Well as everyone states if you are pleased with the result. I used to do my own Schnauzers grooming; the black/silver took about 45mins and the salt/pepper took about 30mins; so that is a little over an hour for both together and I'm not a "professional groomer". Just wondering was the Schnauzer supposed to have a Schnauzer cut; if so hum.....the Chihuahua looks fine. There are the ones I used to groom; they have moved over the bridge now:


----------



## ForTheLoveOfDogs (Jun 3, 2007)

I bath dogs for a groomer. I've worked with a lot of different groomers and bathers. Some wash, dry and groom better than others. Some are about quality. Some are about speed and getting the dogs out fast.

It would probably take me 20-25 minutes alone to wash and blowdry your Schnauzer properly... assuming they don't need any cage drying for fear of the dryer. I guess it depends on what the groom is it.. could be done in 20 minutes? It takes me 30 minutes just to do feet/ears/nub trim on my Aussie but I'll admit that I'm a bit slow at the grooming parts since I don't do it that often. If the Chi is just bath/nails then it would barely add any extra time to the grooming. That could be done while the Schnauzer is being groomed. 

Other bathers/groomers I would work with would bath/dry them much faster than me. I've always noticed the difference in quality though that the owner may not. I get all the hair out with good shampoo, scrubbing and fully drying. I get all the eye goobers, beard nasties and poo off the butt. I'll be honest that a lot of them.. just kinda don't to get the dog done faster and the groomer kinda cleans up what was leftover. They don't smell as nice that way to me.. but again the owner probably doesn't know the difference because the dog looks and smells better than it did coming in. Just my experiences.
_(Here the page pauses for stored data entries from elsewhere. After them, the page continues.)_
PR #77, opened 2019-03-21
Add additional logging

michaelgugino:
This commit adds some extra logging to ensure we capture
information during availability checks.

### DIFF
--- a/pkg/controller/clusterautoscaler/clusterautoscaler_controller.go
+++ b/pkg/controller/clusterautoscaler/clusterautoscaler_controller.go
@@ -134,6 +134,7 @@ func (r *Reconciler) Reconcile(request reconcile.Request) (reconcile.Result, err
 			// reconcile request.  Owned objects are automatically
 			// garbage collected. For additional cleanup logic use
 			// finalizers.  Return and don't requeue.
+			glog.Infof("ClusterAutoscaler %s not found, will not reconcile", request.Name)
 			return reconcile.Result{}, nil
 		}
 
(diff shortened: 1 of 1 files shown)


ingvagabund:
+1 for also reporting a situation when nothing is happening

/approve

pkg/controller/clusterautoscaler/clusterautoscaler_controller.go
```diff
@@ -134,6 +134,7 @@ func (r *Reconciler) Reconcile(request reconcile.Request) (reconcile.Result, err
 			// reconcile request.  Owned objects are automatically
 			// garbage collected. For additional cleanup logic use
 			// finalizers.  Return and don't requeue.
+			glog.Info("Request not found, don't requeue")
```
bison: I'm not sure this log is that useful in practice. If anything, I'd make it `V(2)` or higher, but at a minimum it should have the `request.NamespacedName` attached. Something like:
```
glog.Infof("%s: Not found, will not reconcile", request.NamespacedName)
```

michaelgugino: No need, IMO.  We only operate on one namespace, and we capture the name in the "Reconciling Clusterautoscaler" log line above.

Since we notify via normal Info logging that we're attempting to reconcile something, we might as well log what the actual outcome was.  This is in an effort to better aid troubleshooting of a current BZ.

bison: Given that this resource is cluster scoped, we don't really need the NamespacedName, but if we're going to log this we absolutely should indicate that what was not found was a ClusterAutoscaler resource with a given name, so maybe instead:
```
glog.Infof("ClusterAutoscaler %s not found, will not reconcile")
```
We can't count on the log lines appearing directly adjacent to each other.

PR #79, opened 2019-03-27
Make StatusReporter a Runnable added to the manager

bison:
This refactors the StatusReporter to satisfy the Runnable interface
and adds it to the manager when creating a new Operator instance.
This prevents it from starting before clients are set up, and from
reporting status before leader-election has succeeded.

Fixes: https://bugzilla.redhat.com/show_bug.cgi?id=1689146

### DIFF
--- a/pkg/controller/clusterautoscaler/clusterautoscaler_controller.go
+++ b/pkg/controller/clusterautoscaler/clusterautoscaler_controller.go
@@ -6,6 +6,7 @@ import (
 
 	"github.com/golang/glog"
 	autoscalingv1alpha1 "github.com/openshift/cluster-autoscaler-operator/pkg/apis/autoscaling/v1alpha1"
+	"github.com/openshift/cluster-autoscaler-operator/pkg/util"
 	appsv1 "k8s.io/api/apps/v1"
 	corev1 "k8s.io/api/core/v1"
 	"k8s.io/apimachinery/pkg/api/equality"
@@ -27,7 +28,6 @@ import (
 
 const (
 	controllerName      = "cluster-autoscaler-controller"
-	criticalPod         = "scheduler.alpha.kubernetes.io/critical-pod"
 	caServiceAccount    = "cluster-autoscaler"
 	caPriorityClassName = "system-cluster-critical"
 )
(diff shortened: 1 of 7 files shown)


bison:
Still WIP. Need to:
1. Actually update the release annotation in the controller.
2. Fix the tests.

pkg/operator/status.go
```diff
@@ -66,182 +91,225 @@ func (r *StatusReporter) GetOrCreateClusterOperator() (*configv1.ClusterOperator
...
+
+	// Block until the stop channel is closed.
+	<-stopCh
+
+	return err
+}
+
+// ReportStatus checks the status of each dependency and operand and reports the
+// appropriate status via the operator's ClusterOperator object.
+func (r *StatusReporter) ReportStatus() (bool, error) {
```
michaelgugino: This is a good place for passing in StatusReporter as an interface instead of using a method.  This would make mocking up the logic of this function easier, and it would decouple the implementation from the spec.

bison:
> There's a slight regression in test coverage. ReportStatus should have coverage similar to it's predecessor.

I think the constituent components were tested, but you're right, probably warrants its own set of tests. Done.

pkg/operator/status.go
bison: I get what you're saying, but I just don't think that necessary here. This is already easy to test by just mocking up the state of the things it checks like we do in the rest of the tests. I think that's a more realistic test as opposed to passing in a mock implementation.

pkg/controller/clusterautoscaler/clusterautoscaler_controller.go
```diff
@@ -290,6 +263,21 @@ func (r *Reconciler) AutoscalerName(ca *autoscalingv1alpha1.ClusterAutoscaler) t
 	}
 }
 
+// UpdateAnnotations updates the annoations on the given object to the values
```
enxebre: nit s/annoations/annotations

enxebre: would be nice a unit for this

pkg/operator/status.go
```diff
@@ -66,182 +92,225 @@ func (r *StatusReporter) GetOrCreateClusterOperator() (*configv1.ClusterOperator
...
-		status.Versions = []configv1.OperandVersion{
-			{
-				Name:    "operator",
-				Version: r.releaseVersion,
-			},
+	// Update LastTransitionTime for all conditions if necessary.
+	for i := range status.Conditions {
+		condType := status.Conditions[i].Type
+		timestamp := metav1.NewTime(time.Now())
+
```
enxebre: we should standardise on https://github.com/openshift/library-go/blob/master/pkg/config/clusteroperator/v1helpers/status.go

pkg/operator/status.go
```diff
@@ -66,182 +92,225 @@ func (r *StatusReporter) GetOrCreateClusterOperator() (*configv1.ClusterOperator
...
+}
+
+// ReportStatus checks the status of each dependency and operand and reports the
+// appropriate status via the operator's ClusterOperator object.
+func (r *StatusReporter) ReportStatus() (bool, error) {
+	// Check that the machine-api-operator is reporting available.
+	ok, err := r.CheckMachineAPI()
 	if err != nil {
-		r.fail(ReasonCheckAutoscaler, fmt.Sprintf("error checking autoscaler operator status: %v", err))
+		msg := fmt.Sprintf("error checking machine-api status: %v", err)
```
enxebre: nit: we just could inline msg here

pkg/controller/clusterautoscaler/clusterautoscaler_controller.go
```diff
@@ -183,38 +183,6 @@ func (r *Reconciler) Reconcile(request reconcile.Request) (reconcile.Result, err
...
-			// waiting for deployment to be created
-			return false, nil
-		}
-		return false, err
-	}
-	if dep.ObjectMeta.Annotations["release.openshift.io/version"] != r.config.ReleaseVersion {
-		// still haven't synced the release version
-		return false, nil
-	}
-	if dep.Status.ObservedGeneration < dep.Generation || dep.Status.UpdatedReplicas != dep.Status.Replicas || dep.Status.AvailableReplicas == 0 {
```
enxebre: for the record, this is now tracked by `util.DeploymentUpdated`

PR #80, opened 2019-04-01
Record ClusterAutoscaler events in correct namespace

bison:
Because ClusterAutoscaler objects are cluster scoped, events related
to these objects were being recorded in the default namesapce.  This
causes the events to be recorded in the namespace that the deployment
is created in.

This also adds some unit tests for the `UpdateAnnotations` method.

### DIFF
--- a/pkg/controller/clusterautoscaler/clusterautoscaler_controller.go
+++ b/pkg/controller/clusterautoscaler/clusterautoscaler_controller.go
@@ -269,7 +269,7 @@ func (r *Reconciler) AutoscalerName(ca *autoscalingv1alpha1.ClusterAutoscaler) t
 	}
 }
 
-// UpdateAnnotations updates the annoations on the given object to the values
+// UpdateAnnotations updates the annotations on the given object to the values
 // currently expected by the controller.
 func (r *Reconciler) UpdateAnnotations(obj metav1.Object) {
 	annotations := obj.GetAnnotations()
--- a/pkg/controller/clusterautoscaler/clusterautoscaler_controller.go
+++ b/pkg/controller/clusterautoscaler/clusterautoscaler_controller.go
@@ -15,6 +15,7 @@ import (
 	"k8s.io/apimachinery/pkg/runtime"
 	"k8s.io/apimachinery/pkg/types"
 	"k8s.io/client-go/tools/record"
+	"k8s.io/client-go/tools/reference"
 	"sigs.k8s.io/controller-runtime/pkg/client"
 	"sigs.k8s.io/controller-runtime/pkg/controller"
 	"sigs.k8s.io/controller-runtime/pkg/controller/controllerutil"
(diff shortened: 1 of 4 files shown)


pkg/controller/clusterautoscaler/clusterautoscaler_controller.go
```diff
@@ -143,10 +144,15 @@ func (r *Reconciler) Reconcile(request reconcile.Request) (reconcile.Result, err
 		return reconcile.Result{}, err
 	}
 
+	// caRef is a reference to the ClusterAutoscaler object, but with the
+	// namespace for cluster-autoscaler deployments set.  This keeps events
+	// generated for these cluster scoped objects out of the default namespace.
+	caRef := r.objectReference(ca)
```
frobware: Can `caRef` ever be `nil`?

pkg/controller/clusterautoscaler/clusterautoscaler_controller.go
```diff
@@ -363,3 +369,21 @@ func (r *Reconciler) AutoscalerPodSpec(ca *autoscalingv1alpha1.ClusterAutoscaler
...
+
+// objectReference returns a reference to the given object, but will set the
+// configured deployment namesapce if no namespace was previously set.  This is
+// useful for referencing cluster scoped objects in events without the events
+// being created in the default namespace.
+func (r *Reconciler) objectReference(obj runtime.Object) *corev1.ObjectReference {
+	ref, err := reference.GetReference(r.scheme, obj)
+	if err != nil {
+		glog.Errorf("Error creating object reference: %v", err)
+		return nil
```
frobware: See: https://github.com/openshift/cluster-autoscaler-operator/pull/80#discussion_r271179412

pkg/controller/clusterautoscaler/clusterautoscaler_controller.go
bison: In practice it won't here, but yes it can. It will just cause subsequent event recording to fail and log a warning in this reconciliation. It won't affect anything else.

ingvagabund: How can it be CAO expects CA to be under `request.NamespacedName`. Yet, when you get the CA object from the namespace, the namespace is set to `""`?

bison: Exactly, so if you pass that ClusterAutoscaler object with an empty namespace to an even recorder, it places the event (which are namespaced objects) into the default namespace. This avoids that by creating an ObjectReference  pointing to the ClusterAutoscaler but explicitly adding a namespace. That reference is only used by the event recorder.

The alternative is to give this operator permissions to manage events in the default namespace, and to not have the events show up if you list all events in the `openshift-machine-api` namespace.

bison: Sorry, maybe I misunderstood. The namespace field of the `NamespacedName` here is *always* empty because ClusterAutoscaler resources are cluster-scoped. They don't have an associated namespace, just like Node or ClusterOperator objects for example.

PR #82, opened 2019-04-02
Move from glog to klog

bison:
Moving from glog to klog to align with related projects.

### DIFF
--- a/Gopkg.toml
+++ b/Gopkg.toml
@@ -85,3 +85,7 @@ required = [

If you are happy with the groomer and they are treating your dogs well.. that is what is important more than anything!


----------



## Big Joe (Aug 22, 2017)

Thank you for your comments and advise. I think I am going to try another groomer and compare the results.


----------



## Sydneyrocky (Jul 16, 2017)

Might see if you can observe them working how they treat the dogs, etc before you decide. My back/silver was very difficult to groom and I found out from one of the employees that the groomer had someone hold her down and had a choke collar on her, hence I started doing it myself. See how they treat someone else's dog and see if your dogs can do a meet and greet first to see how they get on with them. Also on the schnauzer ask if they will clip or hand strip, if it's for pet and home clipping is fine.


----------